» ABOUT THIS TASK: Return only those lines of the material that contain "core".

» WORKING DATA:
PR #375, opened 2017-06-15
add LICENSE files to rayon-core

### LINKED ISSUE #374: LICENSE is not included in rayon-core
As usual, Apache-2.0 requires license to be presented along the source code. Even we have license in upstream, but crates uploaded on crates.io do not have them... So please add license files to rayon-core.

nikomatsakis:
Fixes #374


cuviper:
👍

» WRITTEN SOLUTION:
add LICENSE files to rayon-core
### LINKED ISSUE #374: LICENSE is not included in rayon-core
As usual, Apache-2.0 requires license to be presented along the source code. Even we have license in upstream, but crates uploaded on crates.io do not have them... So please add license files to rayon-core.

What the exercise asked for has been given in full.